Today one of my friends called. She went to the doctors and was diagnosed with depression and an eating disorder. She did not go into the conversation, but agreed to meet me for coffee tomorrow.
Now, my mind is spinning. She asked me to ‘please not be mad’. Why on earth would I be mad? For her ‘taking my place’? Stealing my title? For not stopping her before it got to this? For, even though I warned her and asked her and told her and begged her months ago already, I stopped warning her at some point and let her slip? I am not mad. Not at her at least. I am sad. And darn anxious.

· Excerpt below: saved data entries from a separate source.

PR #11690, opened 2017-10-24
Add a health check to the NGINX configuration sample

### LINKED ISSUE #11157: nginx.sample.conf missing heath_check.php?
I've updated to 2.2, and regularly get the error below in my nginx error logs. I believe it's because health_check which is used in varnish config is not catered for in the nginx sample vhost configuration

### Preconditions
1. Magento 2.2.0
2. nginx 1.12.1
3. OS X 10.12.6

### Steps to reproduce
1. Update to Magento 2.2
2. View home page of site

### Expected result
1. No errors

### Actual result
nginx error log
1. 2017/09/30 10:42:59 [error] 7848#0: *115 open() "/usr/local/Cellar/nginx/1.12.1/html/pub/health_check.php" failed (2: No such file or directory), client: 127.0.0.1, server: localhost, request: "GET /pub/health_check.php HTTP/1.1", host: "127.0.0.1"

andrewhowdencom:
With the release of the 2.2 version of Magento Varnish has been configured 
to determine the state of the upstream HTTP proxy with a HTTP probe. This
probe polls a script called "health_check.php", located in the pub folder.

Unfortunately in the sample configuration, this script is not whitelisted as a PHP
executable script, and thus fails to get executed as expected. Varnish then marks
the host as down, refusing to serve any traffic.

This commit adds the health_check script to the executable PHP block, allowing
the varnish proxy to correctly determine the health of the application.

Fixes #11157

### DIFF
--- a/nginx.conf.sample
+++ b/nginx.conf.sample
@@ -162,7 +162,7 @@ location /media/import/ {
 }
 
 # PHP entry point for main application
-location ~ (index|get|static|report|404|503)\.php$ {
+location ~ (index|get|static|report|404|503|health_check)\.php$ {
     try_files $uri =404;
     fastcgi_pass   fastcgi_backend;
     fastcgi_buffers 1024 4k;


andrewhowdencom:
Untested in this particular build; just reprod the change in our environment while debugging varnish fuckery

andrewhowdencom:
Also note this doesn't work for things that request `pub/health_check.php` (i.e. the way varnish is exported by default); it is the authors opinion that this should be handled outside the scope of this change as index.php et. al are

davidalger (approved):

Because, now it’s me at the other side.
I have no idea what I am supposed to do or say. She is not anorectic like I was, she is not emaciated, scarily thin. She’s not even skinny. She has always been a bigger girl and then lost a lot of weight through heavy excercise and dieting. Every lost pound was advertised on her facebook. Everyone cheered. Except for me. I warned her. I showed her what she did not want to become; me. And still I somehow let her slip.
Anyone, any advice? What do I tell her tomorrow? Or what not? What can I do to help her except simply being there for her? It’s not an “I’ll eat with you”-matter, because she’s not like that. She’s not the scared-of-food anorectic. She’s unhappy with her body, overexcercising to get rid of emotions and.. well.. She’s just not in a healthy place. It’s so different from where I was that I am so unsure what to do.